One of the most significant federal legislation act to restrict incoming immigrants was the Chinese Exclusion Act of 1882. It banned Chinese laborers from coming to America because Californians blamed the Chinese for their declining wages since Chinese workers were able to take minimum wages. More acts were passed to decrease the number of immigrants.

 

In 1890, President Benjamin Harrison (1833-1901) designated Ellis Island as a federal immigration station. More than 12 million immigrants entered the United States through Ellis Island during its years of operation from 1892 to 1954.

 

EUROPEAN IMMIGRATION (1880-1920)

In a time of rapid industrialization and urbanization, many Europeans came to the U.S. For example, about 600,000 Italians migrated to America, and by 1920 more than 4 million had entered the United States. Jews from Eastern Europe fleeing religious persecution also arrived in large numbers; over 2 million entered the United States between 1880 and 1920. However, the outbreak of World War I (1914-1918) caused a decline in immigration. In 1917, Congress enacted legislation requiring immigrants over 16 to pass a literacy test, and in the early 1920s immigration quotas were established. The Immigration Act of 1924 created a quota system that restricted entry to 2 percent of the total number of people of each nationality in America as of the 1890 national census–a system that favored immigrants from Western Europe–and prohibited immigrants from Asia.

 

THE IMMIGRATION AND NATIONALITY ACT OF 1965

Immigration plummeted during the global depression of the 1930s and World War II (1939-1945). Between 1930 and 1950, America’s foreign-born population decreased from 14.2 to 10.3 million, or from 11.6 to 6.9 percent of the total population, according to the U.S. Census Bureau. After the war, Congress passed special legislation enabling refugees from Europe and the Soviet Union to enter the United States.
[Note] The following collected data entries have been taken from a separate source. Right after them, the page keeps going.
PR #3243, opened 2024-07-29
Cleanup predurango proposervm

tsachiherman:
## Why this should be merged

This PR removes from the proposerVM all the pre-durango block building support.
We're far since the pre-durango era, and our codebase have no reason to create pre-durango blocks, for any reason anymore. This cleanup eliminates the code that is no longer is use.

( i.e. the code was heavily in use within the unit testing.. but not being used in production ).

## How this works
The proposerVM itself is now preventing setting it's state to NormalOp unless we've already passed the Durango activation time. That ensures that all subsequent building / validation would have the "freedom" of acting as if that point in time have already surpassed.

## How this was tested

Tested using unit tests, e2e tests


StephenButtolph:
Closing as this is stale/not passing CI

PR #3244, opened 2024-07-29
Rename Transitive snowman to Engine snowman

yacovm:
## Why this should be merged

In the package snow/engine/snowman, the engine is called Transitive, and resides in transitive.go. while in the package snow/engine/avalanche it's respectively Engine and engine.go.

Following the communist revolution in Cuba in 1959, hundreds of thousands of refugees from that island nation also gained admittance to the United States.


In 1965, Congress passed the Immigration and Nationality Act, which did away with quotas based on nationality and allowed Americans to sponsor relatives from their countries of origin. As a result of this act and subsequent legislation, the nation experienced a shift in immigration patterns. Today, the majority of U.S. immigrants come from Asia and Latin America rather than Europe.